Cryptographie quantique et sécurité numérique
Aux origines de la cryptographie quantique
On fait souvent remonter la naissance de la cryptographie quantique à la publication, en 1984, du premier protocole de distribution quantique de clé (aussi appelée QKD, pour Quantum Key Distribution). Cette invention est le fruit du travail mené par le physicien théoricien américain Charles Bennett, travaillant à IBM et du cryptographe canadien Gilles Brassard, de l’université de Montréal.
Fig.1 Billet de banque tel qu’imaginé par Wiesner et reproduit par Charles Bennett, ici avec 20 qubits.
De la monnaie quantique à la distribution quantique de clé
Reprenons l’exemple de notre monnaie quantique. Une fois un billet un billet fabriqué, la banque sera plus tard en mesure de vérifier l’authenticité et l’intégrité d’un billet de banque. En revanche, un faussaire quantique devrait lui être capable de créer, ou de dupliquer, une chaine de qubits passant la vérification de la banque. Or le faussaire ne peut pas copier parfaitement un bit quantique sans connaître sa base d’encodage : on peut montrer qu’il va faire au moins 15% d’erreur et qu’il va être ainsi statistiquement impossible de passer le test de vérification dès lors que la chaîne de qubits est suffisamment longue.
La distribution quantique de clé (QKD) fonctionne de façon similaire à la monnaie quantique, mais avec une différence majeure : alors que la monnaie quantique demande de stocker de l’information quantique en vue de vérifications futures - ce qui est difficile technologiquement – la QKD est un protocole de communication quantique, où les qubits sont encodés sur des photons qui filent à la vitesse de la lumière entre un émetteur et un récepteur communément appelés Alice et Bob, sans nécessiter de mémoire quantique. En donnant à Alice et Bob la possibilité, en plus d’échanger et de mesurer les qubits, de communiquer sur une ligne classique publique pour tester la quantité d’erreur ayant eu lieu durant la communication et de les corriger, on obtient les ingrédients du protocole BB84 (voir ci-dessous) qui permet d’établir une clé secrète parfaite entre Alice et Bob.
Protocole de distribution quantique de clé BB84 (crédit: Physics World, 11:41–45, March 1998.)
Complémentarité des approches mathématiques et physiques
La QKD permet de distribuer des secrets, tâches importantes en cryptographie, contre un attaquant ayant une puissance de calcul illimitée.

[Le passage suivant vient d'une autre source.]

Issue #931, opened 2019-04-10
Challenge Actor - "Investigator" Bob


KPrasch:
The `MiningAdjudicator` contract introduces the contract method `evaluateCfrag` - following the Agent-Actor abstraction - we need a `Challenger` Actor and `MiningAdjudicatorAgent` to provide a high-level python API for evaluating `capsule`s and `cFrags`.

Elle permet ainsi d’offrir des garanties de sécurité supérieures à celles que l’on peut obtenir avec la cryptographie conventionnelle, dont la complexité computationnelle repose sur des conjectures qui peuvent devenir caduques, en cas de progrès futurs en algorithmique ou de la puissance de calcul de l’attaquant. En outre, un ordinateur quantique de grande taille serait capable de casser l’essentiel de la cryptographie utilisée aujourd’hui sur Internet pour distribuer des secrets. Ceci motive le développement de nouvelles solutions cryptographiques dites « quantum-safe » au rang desquelles figure la QKD, en parallèle des algorithmes dits post-quantiques.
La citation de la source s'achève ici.